── Task data ──
PR #526, opened 2020-02-15
New FtpRule => FtpRegexRule

n0ix:
I added a simply FtpRule which can check if any of the supplied RegEx pattern matches.

I thought that may be usefull.

### DIFF
--- a/FluentFTP/Rules/FtpFIleNameRegexRule.cs
+++ b/FluentFTP/Rules/FtpFIleNameRegexRule.cs
@@ -10,7 +10,7 @@ namespace FluentFTP.Rules {
 	/// <summary>
 	/// Only accept files that have the given name, or exclude files of a given name.
 	/// </summary>
-	public class FtpRegexRule : FtpRule {
+	public class FtpFIleNameRegexRule : FtpRule {
 
 		/// <summary>
 		/// If true, only items where one of the supplied regex pattern matches are download. If false, items where one of the supplied regex pattern matches are excluded.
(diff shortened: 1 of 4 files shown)


robinrodricks:
Great work! Thanks for this.

robinrodricks:
Hi, some changes:

1. FtpFileNameRegexRule is only meant to check files, correct? So I added a check in `IsAllowed` to ensure only file objects are checked

2. FtpFolderRegexRule is meant to check folder name or folder path? Because the class name suggests you are checking folder name but in the code `item.FullName` is used which is the entire folder path. 

I have fixed both issues, if there is something wrong let me know.

n0ix:
Hi,

thanks for the quick merge and the fixes.

Regarding 3.) - This was intensional, but maybe its better to move this to a sperate Rule (like FtpFolderPathRegexRule  )

robinrodricks:
Released in 31.2.0
  - New: Predefined rules for filtering on file name using regular expressions (thanks [n0ix](/n0ix))
  - New: Predefined rules for filtering on folder name using regular expressions (thanks [n0ix](/n0ix))
  - Fix: Don't calculate ETA and percentage of `FtpProgress` if file size is zero (thanks [Adhara3](/Adhara3))
  - Fix: `GetFilePermissions` should use `GetObjectInfo` instead of `GetListing` to prevent incorrect filepaths

Documented

- https://github.com/robinrodricks/FluentFTP/wiki/Rules#what-kinds-of-rules-are-supported-and-how-do-rules-work
- https://github.com/robinrodricks/FluentFTP/wiki/Class-FtpFileNameRegexRule
- https://github.com/robinrodricks/FluentFTP/wiki/Class-FtpFolderNameRegexRule

Thanks :)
───
= Your assignment =
Looking at the data above, write out exactly the lines that start at the one containing "-10,7 +10,7 @@" and end at the one containing "Released in 31.2.0"; include both and nothing beyond.

= Answer below =
@@ -10,7 +10,7 @@ namespace FluentFTP.Rules {
 	/// <summary>
 	/// Only accept files that have the given name, or exclude files of a given name.
 	/// </summary>
-	public class FtpRegexRule : FtpRule {
+	public class FtpFIleNameRegexRule : FtpRule {
 
 		/// <summary>
 		/// If true, only items where one of the supplied regex pattern matches are download. If false, items where one of the supplied regex pattern matches are excluded.
(diff shortened: 1 of 4 files shown)


robinrodricks:
Great work! Thanks for this.

robinrodricks:
Hi, some changes:

1. FtpFileNameRegexRule is only meant to check files, correct? So I added a check in `IsAllowed` to ensure only file objects are checked

2. FtpFolderRegexRule is meant to check folder name or folder path? Because the class name suggests you are checking folder name but in the code `item.FullName` is used which is the entire folder path. 

I have fixed both issues, if there is something wrong let me know.

n0ix:
Hi,

thanks for the quick merge and the fixes.

Regarding 3.) - This was intensional, but maybe its better to move this to a sperate Rule (like FtpFolderPathRegexRule  )

robinrodricks:
Released in 31.2.0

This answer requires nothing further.